Aquella mañana, todo parecía tan monótono como siempre. El despertador a la misma hora, la misma luz del día entrando por entre las cortinas de la habitación. Ya había vivido ese día, lo había vivido mil veces en el pasado y mil veces más en el futuro. Pero eso no importaba. La maquina que daba cuerda al mundo había vuelto a girar y otra vez empezaba la rutina. Me levanté, desenredándome en sábanas de seda y sudores matinales y me duché. Mi mano buscó la masturbación automáticamente y el placer vacío se apoderó de mi cuerpo los cortos minutos en los que podía evadirme de la realidad. Solo que hasta aquella paja era parte de la maldita rutina. La facilidad de esta me adormecía casi tanto como las pastillas que tomaba cada noche para dormir, pero esta vez mis ojos estaban abiertos. Observaban sin ver, miraban sin fijarse. Y mientras el agua de la ducha caía sobre mí como una cascada, ya no podía pensar, la niebla apoderándose de mi mente como tentáculos invisibles.
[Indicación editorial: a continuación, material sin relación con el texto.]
PR #874, opened 2025-05-09
feat: Replacing fmt errors for cloudProvider.Create with corresponding cloudprovider CreateError types.

### LINKED ISSUE #858: Have `cloudprovider.Create` return `clouprovider.CreateError` on failures
`cloudprovider.CreateError` has better fidelity `ConditionReason` and `ConditionMessage`, which are also not subject to message length constraints ([evidence](https://github.com/kubernetes-sigs/karpenter/blob/9764a3a96a953bd58f60ab4416d43ac88d8eda8f/pkg/controllers/nodeclaim/lifecycle/launch.go#L105-L108)). One could worry about potential etcd storage impact at scale, but the transparency is likely worth it. And we can constrain it better later.

aagusuab:
Fixes #858

**Description**
Replacing the error messages for Create command in CloudProvder, so that the error messages aren't truncated to 300 characters.

The new cloudprovider.Error types will keep the error messages in conditions, allowing up to around 23000 characters to be kept. We will truncate this to 1200 for now.

* Manual Testing / Unit Testing
* E2E: https://github.com/Azure/karpenter-provider-azure/actions/runs/15057585120 ✅ (one integration failure does not appear to be related)

- [ ] Yes, issue opened: # 
- [x] No

**Release Note**

```release-note

```


pkg/cloudprovider/cloudprovider.go
```diff
@@ -109,22 +109,22 @@ func (c *CloudProvider) Create(ctx context.Context, nodeClaim *karpv1.NodeClaim)
...
-		return nil, fmt.Errorf("resolving instance types, %w", err)
+		return nil, cloudprovider.NewInsufficientCapacityError(fmt.Errorf("resolving instance types, %w", err))
 	}
 	if len(instanceTypes) == 0 {
 		return nil, cloudprovider.NewInsufficientCapacityError(fmt.Errorf("all requested instance types were unavailable during launch"))
 	}
 	instancePromise, err := c.instanceProvider.BeginCreate(ctx, nodeClass, nodeClaim, instanceTypes)
 	if err != nil {
-		return nil, fmt.Errorf("creating instance, %w", err)
+		return nil, cloudprovider.NewInsufficientCapacityError(fmt.Errorf("creating instance, %w", err))
```
tallaxes, line 127: This won't necessarily be insufficient capacity, should be a more generic error

pkg/cloudprovider/cloudprovider.go
```diff
@@ -109,22 +109,22 @@ func (c *CloudProvider) Create(ctx context.Context, nodeClaim *karpv1.NodeClaim)
 		return nil, cloudprovider.NewNodeClassNotReadyError(stderrors.New(nodeClassReady.Message))
 	}
 	if nodeClassReady.IsUnknown() {
-		return nil, fmt.Errorf("resolving NodeClass readiness, NodeClass is in Ready=Unknown, %s", nodeClassReady.Message)
+		return nil, cloudprovider.NewNodeClassNotReadyError(fmt.Errorf("resolving NodeClass readiness, NodeClass is in Ready=Unknown, %s", nodeClassReady.Message))
```
tallaxes, line 112: This should be just `cloudprovider.NewCreateError` (does not neccesarily mean it is not ready)

pkg/cloudprovider/cloudprovider.go
```diff
@@ -109,22 +109,22 @@ func (c *CloudProvider) Create(ctx context.Context, nodeClaim *karpv1.NodeClaim)
...
 	}
 	if _, err = nodeClass.GetKubernetesVersion(); err != nil {
 		return nil, err
 	}
 
 	instanceTypes, err := c.resolveInstanceTypes(ctx, nodeClaim, nodeClass)
 	if err != nil {
-		return nil, fmt.Errorf("resolving instance types, %w", err)
+		return nil, cloudprovider.NewInsufficientCapacityError(fmt.Errorf("resolving instance types, %w", err))
```
tallaxes, line 120: Error here does not neccesarily mean insufficient cacpacity, should use `cloudprovider.NewCreateError`

tallaxes (changes requested):
Left some comments, please take a look. Consider using AWS provider [implementation](https://github.com/aws/karpenter-provider-aws/blob/12d7d5a3aa7b0b1d45877ec8b7fa9a7037d24fa4/pkg/cloudprovider/cloudprovider.go#L90-L137) for reference. It looks like we need to update NodeClass resolution code as well (only return `NewInsufficientCapacityError` if NodeClass is not found, and return a regular error otherwise.

pkg/cloudprovider/cloudprovider.go
aagusuab: Changed this to be the NewCreateError.
Added Reason Constant to be more specific.

pkg/cloudprovider/cloudprovider.go
aagusuab: Changed this to be the NewCreateError.
Added Reason Constant to be more specific.

pkg/cloudprovider/cloudprovider.go
aagusuab: Changed this to be the NewCreateError.
Added Reason Constant to be more specific.

pkg/test/environment.go
```diff
@@ -191,6 +191,7 @@ func (env *Environment) Reset() {
 	env.PricingAPI.Reset()
 	env.PricingProvider.Reset()
 	env.ImageProvider.Reset()
+	env.MockSkuClientSignalton.SKUClient.Reset()
```
tallaxes, line 194:
```suggestion
	env.MockSkuClientSignleton.SKUClient.Reset()
```
Looks like an old type (would need fixing in the struct as well)

pkg/providers/instancetype/suite_test.go
```diff
@@ -1459,6 +1460,139 @@ var _ = Describe("InstanceType Provider", func() {
...
+			fmt.Printf("  Message: %s\n", nodeClassReady.Message)
+			fmt.Printf("  LastTransitionTime: %v\n", nodeClassReady.LastTransitionTime)
+			fmt.Printf("  ObservedGeneration: %d\n", nodeClassReady.ObservedGeneration)
+
+			fmt.Printf("NodeClassReady is %+v", nodeClassReady.IsUnknown())
+
+			claim, err := cloudProvider.Create(ctx, nodeClaim)
+			Expect(err).To(HaveOccurred())
+			Expect(claim).To(BeNil())
+			Expect(err.Error()).To(ContainSubstring("resolving NodeClass readiness, NodeClass is in Ready=Unknown"))
```
tallaxes, line 1524: Consider checking for err type (here and elsewhere), since that's what this PR implements

pkg/cloudprovider/cloudprovider.go
```diff
@@ -109,7 +110,7 @@ func (c *CloudProvider) Create(ctx context.Context, nodeClaim *karpv1.NodeClaim)
 		return nil, cloudprovider.NewNodeClassNotReadyError(stderrors.New(nodeClassReady.Message))
 	}
 	if nodeClassReady.IsUnknown() {
-		return nil, fmt.Errorf("resolving NodeClass readiness, NodeClass is in Ready=Unknown, %s", nodeClassReady.Message)
+		return nil, cloudprovider.NewCreateError(fmt.Errorf("resolving NodeClass readiness, NodeClass is in Ready=Unknown, %s", nodeClassReady.Message), consts.NodeUnreadyReason, nodeClassReady.Message)
```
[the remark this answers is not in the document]
aagusuab: Correcting the error messages / error constant.

pkg/cloudprovider/cloudprovider.go
```diff
@@ -124,14 +125,14 @@ func (c *CloudProvider) Create(ctx context.Context, nodeClaim *karpv1.NodeClaim)
 
 	instanceTypes, err := c.resolveInstanceTypes(ctx, nodeClaim, nodeClass)
 	if err != nil {
-		return nil, fmt.Errorf("resolving instance types, %w", err)
+		return nil, cloudprovider.NewCreateError(fmt.Errorf("resolving instance types, %w", err), consts.InstanceTypeNotResolvedReason, err.Error())
```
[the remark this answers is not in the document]
aagusuab: Fixed it to be more precise and matching the example.

pkg/cloudprovider/cloudprovider.go
```diff
@@ -124,14 +125,14 @@ func (c *CloudProvider) Create(ctx context.Context, nodeClaim *karpv1.NodeClaim)
...
 	}
 	if len(instanceTypes) == 0 {
 		return nil, cloudprovider.NewInsufficientCapacityError(fmt.Errorf("all requested instance types were unavailable during launch"))
 	}
 	instancePromise, err := c.instanceProvider.BeginCreate(ctx, nodeClass, nodeClaim, instanceTypes)
 	if err != nil {
-		return nil, fmt.Errorf("creating instance, %w", err)
+		return nil, cloudprovider.NewCreateError(fmt.Errorf("creating instance, %w", err), consts.CreateInstanceFailedReason, err.Error())
 	}
```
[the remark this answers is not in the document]
aagusuab: Will update this to at least say "instance failed" for now. Definitely good idea to make more specific errors in teh future.

pkg/test/environment.go
aagusuab: Fixed the struct as well.

pkg/providers/instancetype/suite_test.go
aagusuab: Added checking for error types (of cloudprovider.CreateError)

pkg/cloudprovider/cloudprovider.go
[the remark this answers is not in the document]
tallaxes: AWS provider just uses "NodeClass is in Ready=Unknown" for the message. Do you have a good argument for propagating nodeClassReady.Message instead?

pkg/cloudprovider/cloudprovider.go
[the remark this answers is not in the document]
tallaxes: Not convinced that  err.Error() has much value here over just "Error resolving instance types", but willing to wait and see.

pkg/cloudprovider/cloudprovider.go
```diff
@@ -109,7 +110,7 @@ func (c *CloudProvider) Create(ctx context.Context, nodeClaim *karpv1.NodeClaim)
 		return nil, cloudprovider.NewNodeClassNotReadyError(stderrors.New(nodeClassReady.Message))
 	}
 	if nodeClassReady.IsUnknown() {
-		return nil, fmt.Errorf("resolving NodeClass readiness, NodeClass is in Ready=Unknown, %s", nodeClassReady.Message)
+		return nil, cloudprovider.NewCreateError(fmt.Errorf("resolving NodeClass readiness, NodeClass is in Ready=Unknown, %s", nodeClassReady.Message), consts.NodeClassReadinessUnknownReason, nodeClassReady.Message)
```
tallaxes, line 113: `consts.NodeClassReadinessUnknownReason` (and other new consts) are only used here. I don't see a good reason to tuck them away in const package. Would suggest moving them in here (or even getting rid of the const altogether).

pkg/cloudprovider/cloudprovider.go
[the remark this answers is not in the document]
tallaxes: I am a little worried about not constraining the string size here _at all_. Some of the CRP etc. errors could be quite long. At the same time, we do want to capture the main cause, and fishing it out of the error may be tricky or impossible. @matthchr, @Bryce-Soghigian - thoughts?

pkg/cloudprovider/cloudprovider.go
aagusuab: Moved all of the consts to the cloudprovider.go. (Didn't delete it for now, since there were other unrelated const variables) 

Later when we get too much error reasons, we could move them to a separate error consts file just to keep track of them, but that's in the far future from what I can see.

pkg/cloudprovider/cloudprovider.go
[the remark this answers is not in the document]
aagusuab: Kept it as NodeClass is in Ready=Unknown.
I was thinking since this was already being repeated in the error field, nodeClassReady.Message may include more information if anything. (this really just returns some {condition: boolean})

pkg/cloudprovider/cloudprovider.go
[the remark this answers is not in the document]
aagusuab: Naive solution is setting the limit to be let's say... 2000? (Previous kubernetes event default being 500). 
It really depends on how wrapped the errors would be.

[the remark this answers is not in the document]
matthchr: IIRC I added cloudprovider/events/events.go `truncateMessage` to truncate some messages from CRP at 500 characters (which is more than the 300 upstream does which annoyed both Bryce and I because it's not enough to get useful information).

Really what we ought to do I _think_ here define an error processor that forces the relevant bits to the top so that if we truncate it's truncating something less useful.

See https://github.com/Azure/azure-sdk-for-go/blob/main/sdk/azcore/internal/exported/response_error.go#L127 which puts the HTTP details first (which is annoying because you probably want the code/message first and the HTTP details are really long). We can just use `errors.As` in a helper and reorder things to be more user-friendly by putting code/message first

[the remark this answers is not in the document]
matthchr: And we probably don't want the `-------` separator they have because it just eats space and doesn't lay out all that well in events anyway?

I guess they don't actually even try to parse the error into code/message/details either which is interesting... but probably because services don't all follow the recommended structure for errors (I learned that AKS does _not_ earlier this year)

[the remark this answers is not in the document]
tallaxes: Ok, how about this: for now we truncate to 500, and get this PR in. Then follow-up with checking for errors.As(ResponseError) and teasing out the compact version with important bits first in that case. WDYT?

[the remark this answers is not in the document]
Bryce-Soghigian: We can also query the existing errors and check for their length we have seen returned from azure. 

Then use that as a baseline truncation number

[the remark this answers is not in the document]
aagusuab: as per discussion from the teams, Will truncate to 1200 characters for now. 
(Bryce found the maximum error to be around 7140 characters long)

pkg/cloudprovider/cloudprovider.go
```diff
@@ -124,14 +130,14 @@ func (c *CloudProvider) Create(ctx context.Context, nodeClaim *karpv1.NodeClaim)
 
 	instanceTypes, err := c.resolveInstanceTypes(ctx, nodeClaim, nodeClass)
 	if err != nil {
-		return nil, fmt.Errorf("resolving instance types, %w", err)
+		return nil, cloudprovider.NewCreateError(fmt.Errorf("resolving instance types, %s", truncateMessage(err.Error())), InstanceTypeResolutionFailedReason, err.Error())
```
tallaxes, line 133: Here and below: Please truncate the message (last argument to NewCreateError) and not the error (first argument). The actual error passed is not even used when CreatedError is returned ([evidence](https://github.com/kubernetes-sigs/karpenter/blob/7bcbabf822b2ed2a1eab8750763f7e0c405874f4/pkg/controllers/nodeclaim/lifecycle/launch.go#L105-L106))

```suggestion
		return nil, cloudprovider.NewCreateError(fmt.Errorf("resolving instance types, %s", err.Error()), InstanceTypeResolutionFailedReason, truncateMessage(err.Error()))
```

aagusuab: Fixed all 3 to be truncating the last argument. (Except the first one, the first one doesn't really have a full error)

Era una niebla blanca, espesa, densa, tan tangible que cuando pensaba, mis ideas traspasaban algo sólido, húmedo. Casi podía sentir las gotas caer sobre mi cerebro. Antes, las duchas habían sido mi momento de reflexión, el instante de éxtasis en la que la soledad era mi mejor amiga. Ahora, pero, estaba demasiado cansado. Demasiado harto de aquel mundo cuyos engranajes gobernaban los míos.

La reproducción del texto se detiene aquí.